Duncan did not respond to the Observer’s emails requesting comment.
It’s not clear who else the state is paying big bucks for border wall land, including a payment of $3.3 million made in September. That’s because TFC began listing most recipients of land payments as “confidential” in its expenditure data for the comptroller, blocking a key source of transparency on the state’s otherwise secretive land acquisition process.
In July and August, the state signed two more big land deals in Maverick County, records show, acquiring two easements to build almost 4 miles of wall on property owned by Dan A. Hughes Jr., a San Antonio oilman and former chairman of the Texas Parks and Wildlife Commission. It’s not clear how much the state paid for the land rights. Hughes confirmed in a brief interview that he signed agreements with the state and was not sure when construction would begin.

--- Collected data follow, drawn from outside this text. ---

PR #218, opened 2024-07-23
General Mode in post filters now as per yaml

### LINKED ISSUE #217: GeneralMode being set by the last filter
If both varobs and cx writers are being used the GeneralMode last set by the constructor is being used for both filters after this.  This should not be the case.  I think this is the case because the filters are compiled together and so make use of the same Gen modules.  The perils of passing variables through by modules.

mikecooke77:
This PR fixes #217 

In order to see how this affects the value of GeneralMode in the post filters there is a ctest in this branch.  There is no need to commit this ctest as it is not actually testing anything just adding a couple of print statements which need manually checking.

https://github.com/MetOffice/opsinputs/tree/feature/separateGenMode_withctest

### DIFF
--- a/src/opsinputs/opsinputs_cxwriter_mod.F90
+++ b/src/opsinputs/opsinputs_cxwriter_mod.F90
@@ -157,6 +157,7 @@ private
   integer(integer64)                     :: IC_BLevels
   integer(integer64)                     :: IC_WetLevels
   integer(integer64)                     :: IC_FirstConstantRhoLevel
+  integer                                :: GeneralMode ! Local scope to ensure it propogates correctly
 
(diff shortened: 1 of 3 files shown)


ctgh (approved):
Thanks for catching this. I assume your extra ctest works as expected?

mikethurlow (approved):
Happy with this. Thanks Mike

mikecooke77:
> Thanks for catching this. I assume your extra ctest works as expected?

Yes I tested it initially and it picked up the final filter (cx) number and used this for both.  I think this is because the code is compiled together and there is only one version of the Gen code and the flag is passed around by modules.  With this change the first filter (varobs) had a different value to the second filter (cx).

PR #221, opened 2024-08-15
Update varobs and cx writers for visibility

ReubenHill:
The changes made in this PR are necessary for the assimilation of visibility by VAR. There are three key changes:
1. The surface namelist has been updated to include model fields for visibility, surface total water (`qt2`) and aerosol (specifically with stash code 90, called "Total Aerosol (for Vis)").
2. The cx writer has been updated to allow surface total water and aerosol to be output. These are used by VAR, alongside other model variables, to calculate background visibility.
3. The varobs writer will now write `ObsValue/horizonalVisibility` values to `VarField_logvis`.

Updating the cx writer for outputting aerosol was non-trivial:
1. There are multiple aerosol stash codes - `90` is the correct one to use for the calculation of background visibility in VAR.
2. The field is defined over all 70 levels, but OPS only outputs the level closest to the surface: see the comments in `src/opsinputs/opsinputs_fill_mod.F90` for details. This required special case code.

@adammaycock this was the code you were helping me to debug last month: the issue was an incorrect stash code causing the necessary select case to be skipped over.

@ss421 I have now confirmed that I need the following for VAR to run, so please don't exclude them from [FieldNameCompare.xlsx](https://metoffice.sharepoint.com/:x:/r/sites/metofficengmsprogrammeext/NGPAO/ModelVariableNames/FieldNameCompare.xlsx?d=wdb1aad32a2a947cdaf35389e5a492ae7&csf=1&web=1&e=chZEHJ):
 - qt2 - surface total water - stash code 3255
 - aerosol - Total Aerosol (for Vis) - stash code 90

**NOTE**: the ukv surface KGO will need to be remade once this is merged.


src/opsinputs/opsinputs_fill_mod.F90
```diff
@@ -1380,17 +1382,33 @@ subroutine opsinputs_fill_fillrealfromgeoval( &
...
+    if (JediVarName == "aerosol") then
+      ! This field "Total Aerosol (for Vis)" exists on 70 levels, but OPS only
+      ! outputs (and VAR expects) a single value at the surface (GeoVal level
+      ! 70 or cx level 1) for the calculation of visibility. See
+      ! Ops_BGEandCXCreate.inc line 166 and Ops_CxComplete.inc line 299. This
+      ! field is only used for surface visibility calculations so no further
+      ! specific handling is required.
+      GeoValShape = shape(GeoVaL % vals)
+      NumLevs = GeoValShape(1)
+      where (GeoVal % vals(NumLevs,:) /= MissingReal)
```
ctgh: To avoid duplicating this `where` block, perhaps you could set the level index in an `if-else` block.
```
if (JediVarName == "aerosol") then
  GeoValShape = shape(GeoVaL % vals)
  LevelIndex = GeoValShape(1)
else
  LevelIndex = 1
end if

where (GeoVal % vals(LevelIndex,:) /= MissingReal)
  Real1 = GeoVal % vals(LevelIndex,:)
end where
```

ctgh (commented):
Very nice! Does this require any modifications to sith KGO output?

ReubenHill:
> Very nice! Does this require any modifications to sith KGO output?

I don't think so: don't KGOs only use the NetCDF output from the jopa background task? This ought not to effect that.

ctgh:
I believe they check ODB, Varobs and CX output. It might be worth running it just to be on the safe side.

ReubenHill:
> I believe they check ODB, Varobs and CX output. It might be worth running it just to be on the safe side.

Yes you are correct, the kgos will need to be remade. Unless it's very straightforward, it's probably only worth doing once the jjdocs PR is ready since that will also need new kgos.

src/opsinputs/opsinputs_fill_mod.F90
ReubenHill: Done in b0f5598

ctgh (approved):
Thanks for making the change. The ctest failure is fixed in #222

matthewrmshin (approved):
Ran OK in my environment. No failures detected for mo-bundle main build + ctest, and sith/malak kgo runs (apart from what's expected).

ReubenHill:
OFFICIAL

I guess we don't have a UKV surface KGO set up then. Please merge if you are happy.


OFFICIAL

________________________________

matthewrmshin:
OFFICIAL

Hi Reuben,

I just realised my typing was cut off halfway. I actually meant that there were no unexpected KGO issues. I've now amended my comment in the PR. Sorry for the confusion.

Best,
Matt
---
Dr Matt Shin  Expert Scientific Software Engineer
Met Office  FitzRoy Road  Exeter  EX1 3PB  United Kingdom
Tel: +44 (0)330135 1724
***@***.***  http://www.metoffice.gov.uk/


OFFICIAL

________________________________

src/opsinputs/opsinputs_fill_mod.F90
```diff
@@ -1380,16 +1382,31 @@ subroutine opsinputs_fill_fillrealfromgeoval( &
...
-      Real1 = GeoVal % vals(1,:)
+    if (JediVarName == "aerosol") then
+      ! This field "Total Aerosol (for Vis)" exists on 70 levels, but OPS only
+      ! outputs (and VAR expects) a single value at the surface (GeoVal level
+      ! 70 or cx level 1) for the calculation of visibility. See
+      ! Ops_BGEandCXCreate.inc line 166 and Ops_CxComplete.inc line 299. This
+      ! field is only used for surface visibility calculations so no further
+      ! specific handling is required.
+      GeoValShape = shape(GeoVaL % vals)
+      LvlIdx = GeoValShape(1)  ! Usually 70
```
DJDavies2, line 1403: This can be done like this:

LvlIdx = size(GeoVaL % vals, dim=1)

DJDavies2 (approved):

src/opsinputs/opsinputs_fill_mod.F90
ReubenHill: Thanks! Changed in b4efa39

ReubenHill: I take it back - this makes the build fail. Is the syntax something different? I will revert the change for now.

ReubenHill: I take it back - this makes the build fail. I will revert the change.

matthewrmshin:
This change appears to require KGO changes for various `Surface.*` files for sith `kgo_glu` and `kgo_ukv` as well as malak `kgo_glu_jopa_jada` and `kgo_glu_jopa_var` - so not just the UKV ones. Is this expected?

ReubenHill:
> This change appears to require KGO changes for various `Surface.*` files for sith `kgo_glu` and `kgo_ukv` as well as malak `kgo_glu_jopa_jada` and `kgo_glu_jopa_var` - so not just the UKV ones. Is this expected?

The varobs writer now outputs visibility - since these are in the list of observed variables for both global and ukv yamls, I therefore expect both sets of varobs files to change. The changes here should not effect global surface cx files, though I can imagine that a change to a varobs file might somehow necessitate a change to a cx file. What exact differences do you see?

matthewrmshin:
Differences reported for these files:

malak:
* kgo_glu_jopa_jada:
  * glu_jopa_varobs/Surface.varobs
* kgo_glu_jopa_var:
  * glu_jopa_varobs/Surface.varobs

sith:
* kgo_glu:
  * glu_jopa_varobs/Surface.varobs
  * glu_jopa_varobs_screen/Surface.varobs
* kgo_ukv: 
  * ukv_jopa_var_cx/Surface.cx
  * ukv_jopa_varobs/Surface.varobs

See outputs of these suites of mine: http://fcm1/cylc-review/suites?user=frsn&names=*oi221-kgo_glu*+*oi221-kgo_ukv

ReubenHill:
> Differences reported for these files:
> 
> malak:
> 
> * kgo_glu_jopa_jada:
>   
>   * glu_jopa_varobs/Surface.varobs
> * kgo_glu_jopa_var:
>   
>   * glu_jopa_varobs/Surface.varobs
> 
> sith:
> 
> * kgo_glu:
>   
>   * glu_jopa_varobs/Surface.varobs
>   * glu_jopa_varobs_screen/Surface.varobs
> * kgo_ukv:
>   
>   * ukv_jopa_var_cx/Surface.cx
>   * ukv_jopa_varobs/Surface.varobs
> 
> See outputs of these suites of mine: http://fcm1/cylc-review/suites?user=frsn&names=*oi221-kgo_glu*+*oi221-kgo_ukv

These are as expected. Whilst the global varobs files now contain visibility (as the OPS ones always have), the global JOPA VAR task `job.stats` outputs [before](http://fcm1/cylc-review/view/rnixonhi?&suite=gl_surface_20210701T1200Z_no_opsinputs_update%2Frun1&no_fuzzy_time=0&path=log/job/20210701T1200Z/glu_var_jopa_anal_low/01/job.stats) and  [after](http://fcm1/cylc-review/view/rnixonhi?&suite=gl_surface_20210701T1200Z_opsinputs_update%2Frun1&no_fuzzy_time=0&path=log/job/20210701T1200Z/glu_var_jopa_anal_low/01/job.stats) are identical - i.e. the presence of visibility in the global surface JOPA output has no impact on VAR. So please go ahead and recreate the KGOs.

PR #230, opened 2024-10-10
Model variable naming sprint: part 2

ss421:
## Description

As part of variable name code sprint, this PR renames variables from group 2:

`specific_humidity` -> `water_vapor_mixing_ratio_wrt_moist_air_and_condensed_water`
`specific_humidity_at_two_meters_above_surface` -> `water_vapor_mixing_ratio_wrt_moist_air_and_condensed_water_at_2m`

## Dependencies

build-group=https://github.com/JCSDA-internal/vader/pull/278
build-group=https://github.com/JCSDA-internal/saber/pull/956
build-group=https://github.com/JCSDA-internal/ufo/pull/3489
build-group=https://github.com/JCSDA-internal/ufo-data/pull/455
build-group=https://github.com/JCSDA-internal/ops-um-jedi/pull/238
build-group=https://github.com/JCSDA-internal/lfric-jedi/pull/915
build-group=https://github.com/MetOffice/jjtests/pull/53
build-group=https://github.com/JCSDA-internal/oops/pull/2767

## Impact

No impacts expected beyond the list in dependencies above

## Checklist

- [x] I have performed a self-review of my own code
- [ ] I have made corresponding changes to the documentation
- [ ] I have run the unit tests before creating the PR

PR #231, opened 2024-10-14
Changes to remove _and_condensed_water from specific humidty

mikecooke77:
Given the change to move to a variable transform in the lfric-jedi variable change factory is accepted then this change will be needed in opsinputs.


DJDavies2 (approved):

ss421 (approved):
Thankyou.

ss421:
Given this will be fully tested as part of PR: #230, merging...

PR #234, opened 2025-02-07
Add capability to create varobs and cx files for MTG-IRS 

stemiglio:
Add MTG-IRS ObsGroup so that `OpsMod_Control` need to be moved under `stubs` to avoid removing the change when updating OPS. Also add necessary code to allow the creation of MTG-IRS varobs and the `MTGIRS.nl` namelists to for MTG-IRS varobs and cx files


ctgh:
Thanks for adding this. Can you please add ctests for the varobs and CX writers?

DJDavies2 (approved):

stemiglio:
> Thanks for adding this. Can you please add ctests for the varobs and CX writers?

Good point, thanks for reminding me. I have now added `test_opsinputs_cxwriter_globalnamelist_mtgirs` and `test_opsinputs_varobswriter_globalnamelist_mtgirs` ctests and I can confirm they succeed after compilation

ctgh (approved):
Thanks for adding the tests! I'm approving but I'd like to double check about the change in OPS code location. @adammaycock or @mikecooke77 can I check what you think please?

mikecooke77 (changes requested):
All of the test files used with opsinputs should be created using the https://github.com/MetOffice/opsinputs/blob/develop/test/generate_unittest_netcdfs.py
script.  This allows for reproducibility.  This will result in changes to the ctest output which will need to be modified.

stemiglio:
Hi @mikecooke77, thanks for spotting the missing updated python file. I can confirm that I used the python script to generate the MTG-IRS test files, but I forgot to add the modified version to this PR. Now added. Note I tested that the varobs and cx files produced by the script are the same as those associated with this PR.

mikecooke77:
> Thanks for adding the tests! I'm approving but I'd like to double check about the change in OPS code location. @adammaycock or @mikecooke77 can I check what you think please?

I think this is the correct solution.

mikecooke77 (approved):

ctgh:
@stemiglio When you're ready, please add the 'ready to merge' label and one of us can merge this.

ctgh:
There is a CI failure but it seems to be something to do with python?

stemiglio:
Yes, I can see that. I'll do an empty commit to see if it goes away

stemiglio:
Nope, there is still this error:
CMake Error at ioda/src/engines/ioda/CMakeLists.txt:344 (target_link_libraries):

  Target "ioda_engines" links to:

    Python3::Python

  but the target was not found.  Possible reasons include:

    * There is a typo in the target name.
    * A find_package call is missing for an IMPORTED target.
    * An ALIAS target is missing.

@matthewrmshin @mikecooke77 do you know what's the cause of it?

stemiglio:
@matthewrmshin I have now tried your suggestion and as you can see, with the older version of the JCSDA container the problem disappear. What do you suggest we do now?

stemiglio:
After liasing with @matthewrmshin I have now created https://github.com/MetOffice/opsinputs/issues/236. For now we can use the previous container image.

ctgh:
Thanks, merging now!

ctgh:
Matt beat me to it! 😆

PR #235, opened 2025-02-07
Add FCI on Meteosat-12 varobs and CX namelists and test files

PJLevensMO:
This PR adds the files needed for processing FCI data in the UKV, as well as updating the inbuilt OPS routines to handle FCI/Met-12 data.


DJDavies2 (approved):

smnewman:
Hi @PJLevensMO, are these changes in `deps/ops` being mirrored in OPS?

PJLevensMO:
> Hi @PJLevensMO, are these changes in `deps/ops` being mirrored in OPS?

The changes in OPS are tracked in this ticket: https://code.metoffice.gov.uk/trac/ops/ticket/2961

It has been a while since I've compared the two, I will check that everything covered here is the same in the OPS branch

PJLevensMO:
@smnewman I've found a couple of files that are either missing updates vs. OPS or could be tidied up. I'll just edit those and push the changes.

smnewman (approved):
Looks good to me @PJLevensMO. I assume it's not possible to test the code in sith until we have real data?

PJLevensMO:
> Looks good to me @PJLevensMO. I assume it's not possible to test the code in sith until we have real data?

We do have real data now, I ran some tests ages ago on the test data which worked fine. I can try and set up a sith test which uses the operational data just to test the code works, if that would be useful?

smnewman:
> > Looks good to me @PJLevensMO. I assume it's not possible to test the code in sith until we have real data?
> 
> We do have real data now, I ran some tests ages ago on the test data which worked fine. I can try and set up a sith test which uses the operational data just to test the code works, if that would be useful?

I think some sith output would be a useful sanity check, if feasible.

PJLevensMO:
I'll get that set up. With the caviat that this would purely be a technical test - the output might be nonsense (R matrix and biases have not been tuned for FCI, so using SEVIRI as a baseline) and JOPA yamls have not been properly implemented yet.

PJLevensMO:
It has taken a little while to get sith working, there is a problem with the VarBC file I had been using (unrelated to this PR). Removing that, however, the opsinputs parts work as expected. See the output at http://fcm1/cylc-review/taskjobs/plevens/?suite=fci_test%2Frun19

mikecooke77:
I have just deleted the files and regenerated locally before running the ctests and all ctests pass.  This will not affect KGOs and is therefore being merged.

PR #238, opened 2025-03-07
Fix ifort truncated_source warning to error issue

matthewrmshin:
Explicitly list warn types, instead of all.

### DIFF
--- a/deps/CMakeLists.txt
+++ b/deps/CMakeLists.txt
@@ -23,7 +23,7 @@ ${CMAKE_Fortran_DEBUG_FLAGS}"
   )
 elseif ("${CMAKE_Fortran_COMPILER_ID}" MATCHES "Intel")
   set(OPS_DEFAULT_Fortran_FLAGS "\
--warn alignments,errors,declarations,general,ignore_loc,nointerfaces,notruncated_source,shape,stderrors,uncalled,unused,usage \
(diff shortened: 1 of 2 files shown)


deps/CMakeLists.txt
```diff
@@ -23,10 +23,7 @@ ${CMAKE_Fortran_DEBUG_FLAGS}"
   )
 elseif ("${CMAKE_Fortran_COMPILER_ID}" MATCHES "Intel")
   set(OPS_DEFAULT_Fortran_FLAGS "\
--warn all \
--warn errors \
--warn notruncated_source \
--warn nointerfaces \
+-warn alignments,errors,declarations,general,ignore_loc,nointerfaces,notruncated_source,shape,stderrors,uncalled,unused,usage \
```
ctgh: Tiny point: you could swap `errors` and `declarations` to put it in alphabetical order.

ctgh (approved):
Thanks for this fix. I wasn't familiar with all of the options you can use here, but they seem to match the list on this site: https://www.cita.utoronto.ca/~merz/intel_f10b/main_for/mergedProjects/copts_for/fortran_options/option_warn.htm

deps/CMakeLists.txt
matthewrmshin: Done.

DJDavies2 (approved):

PR #880, opened 2020-03-12
Tech/refactor node context menu

alschmut:
# Tech/refactor node context menu

## Description

- Move `onBuildingRightClicked()` from codeMapComponent to nodeContextMenu as it only called methods inside the nodeContextMenu
- Rename viewModel variable `contextMenuBuilding` to `codeMapNode` in nodeContextMenu
- Rename function `currentFolderIsMarkedWithColor()`to `isNodeOrParentMarked()`
- Rename function `packageIsMarked()` to `isNodeMarked()`
- Tidy up nodeContextMenu tests to call mock servicesonly in one `beforeEach()` function at the top of the file
- Remove event `onHideNodeContextMenu` as it's only needed within the component
- Init mapColors `onMapColorsChanged` event instead of once from the constructor
- The `$timeout` function is only needed to synchronise angular bindings and so it's named now. Without the timeout of 50ms, calling the function to hide the contextMenu had to be moved after the action, as otherwise the selected codeMapNode is set to null too early

## Definition of Done

- [ ] **All tests pass**


NearW:
Your solution was buggy (hide, exclude and focus was not working). I refactored some more and did the following things:
- Only trigger an onBuildingRightClicked event, when there is actually a building right clicked. Before it would broadcast on every right click with null
- Change the event listener for node context menu hide from "click" to "mousedown" so that it also tracks the right clicks, that are no longer broadcasted

In order to fix the final problem (when you click on on exclude, the event listener first hides the menu and then tries to exclude a null reference), we have to determine if we are clicking inside the node context menu or not. This is done with some query selectors now.

alschmut:
@NearW thanks for testing and fixing! Isn't there any other solution than calculating the elements offset etc? I would still say, overall its a good refactoring.

NearW:
It is a good refactoring with a good scope imo.

I tried a lot before I ended up working with reading css attributes. The main problem is, that we need an event listener on <body> to get the same behaviour as before. We also want to have the contextMenu pop up when we press mouse down, not up. The only way to really make this work was to determine whether or not we are clicking inside the nodeContextMenu component or outside of it. If we click inside of it, we don't want the other event listener to react.

NearW:
@alschmut , I think that the mouse events and therefore the nodeContextMenu will need some further refactorings. In my opinion moving everything to redux that involves user mouse actions will improve the data flow and understanding a lot. We have several click events, nodeContextMenu, highlighting, selecting... which can all be handled with well defined actions.

If you can't find a better solution for this problem right now either, please give it another manual test and approve it if everything works. I think, this can be merged.

alschmut:
Yea I will Testa new merge tomorrow then 👍 awesome, I already got the next small step refactoring for the hovered and selected nodes in my mind 💡

NearW:
These small PRs really don't take me a lot of time to review. Keep it up! 👍

PR #882, opened 2020-03-12
Tech/no unused locals ts compiler

NearW:
# Enable noUnusedLocals rule for typescript compiler

## Description

- Upgrade typescript for disabling rule checking on whole files
- Added actionHelper and added a wrapper function that checks if an action is part of an enum (notice that this method only works when key and value of an enum entry are the same. this is the case for our actions)
- Updated plop template

## Definition of Done

- [ ] **All tests pass**


visualization/app/codeCharta/util/actionHelper.ts
```diff
@@ -0,0 +1,3 @@
+export function isActionOfType(actionType: string, actions) {
+	return Object.keys(actions).includes(actionType)
```
alschmut: Why don't you use `Object.values()` kinda like before with `_.values()`?

visualization/plop-templates/redux/service.ts.hbs
```diff
@@ -15,7 +15,7 @@ export class {{properCase name}}Service implements StoreSubscriber {
 	}
 
 	public onStoreChanged(actionType: string) {
-		if (_.values({{properCase name}}Actions).includes(actionType)) {
+		if (isActionOfType(actionType, {{properName}}Actions)) {
```
alschmut: Use `{{properCase name}}` :)

visualization/app/codeCharta/util/actionHelper.ts
NearW: I might look like a rookie, if I say that I didnt know this function existed. That's why I will just resolve this conversation and act like this never happened. Will fix tomorrow.

NearW:
We have an issue with typedoc here it seems.

Let's merge #881 first and see if this solves our problem.

alschmut:
Really? I thought I saw some failing typescript linting rule: the unused variables inside the injector.service were not correctly ignored I guessed.

visualization/plop-templates/redux/service.ts.hbs
alschmut: done

visualization/app/codeCharta/util/actionHelper.ts
alschmut: done

alschmut:
@NearW Just one last question. What do you think about moving the function `isActionOfType` from actionHelper.ts to the reduxHelper.ts?

visualization/app/codeCharta/util/reduxHelper.ts
```diff
@@ -16,6 +17,10 @@ export function addItemToArray(array: any[], item: any): any[] {
 	return array
 }
 
+export function isActionOfType(actionType: string, actions) {
+	return Object.values(actions).includes(actionType)
```
BridgeAR: This seems very costly. These actions are all string based enums. AFAIK they all have a value that is identical to their key. It should therefore suffice to do:

 ```suggestion
	return actions[actionType]
```

This is a whole different complexity level: from `O(n)` to `O(1)`. I also wonder why these enums have to be string based? It would be more efficient to use number based enums.

NearW: https://redux.js.org/basics/actions/
Redux actions are strings.

I will apply your suggestion though. As stated before: keys and values are the same. Hopefully this won't change.

PR #886, opened 2020-03-13
Bug/search panel opens when importing new file

NearW:
# Search panel opens for 300ms when importing a new file 

## Description

- Use css transitions instead of $timeout
- Set viewModel to minimized when mounted
- Show treeView even though the panel is minimized. This will give the search-panel it's height, making transitions on height possible
- blacklist SearchPanelModeActions so that they don't trigger a rendering. This improves performance on larger maps a lot

## Future
We should work on a new redux-store structure. Blacklisting actions is not a good practice. We should split our store in properties that actually change the map and trigger a new rendering and properties, that just handle some booleans. `isPresentationMode` or `isLoadingMap` is not changing the map. `invertColorRange` or `searchPattern` trigger a re-rendering though.

We currently act like every action triggers a re-rendering and blacklist those who don't. Let's keep it that way, but group the non-rendering actions in a sub-reducers. This allows us to write a simple statement `isActionOfType(action.type, NON_RENDERING_ACTIONS)`

## Definition of Done

- [x] **All tests pass**

### DIFF
--- a/CHANGELOG.md
+++ b/CHANGELOG.md
@@ -11,6 +11,8 @@ and this project adheres to [Semantic Versioning](http://semver.org/)
 
 ### Changed
 
+- Selectable metrics will only contain metrics from the visible maps
+
 ### Removed 🗑
 
 ### Fixed 🐞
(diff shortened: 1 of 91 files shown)


NearW:
@alschmut ready for review.

alschmut:
So I found two minor visual bugs. 
- When you open the BlacklistFlattenPanel and close it again, the treeView is shortly visible.
- When you open the treeViewPanel and close it again, the matchingFilesCounter icons disappear too early

NearW:
@alschmut Thanks for your input.

I worked on a way better solution. We now use a boolean `isExpanded` and never set the `searchPanelMode` to minimized. This way, we can always render the previous state and give the div a height, that is required for a proper transition. When minimized, we simply update the boolean.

Of course, more wall-ready land begets more demands for money. GOP state Representative Jacey Jetton, who filed the new $1.5 billion border wall bill, told the Houston Chronicle that the state’s increased success acquiring land is “really what fueled the request from the governor’s office” for more barrier funding.
In the Operation Lone Star production, Abbott’s border wall is finally taking center stage—and there it will stay. As the TFC aptly puts it, the wall is “the only permanent, enduring element” of the governor’s border security strategy.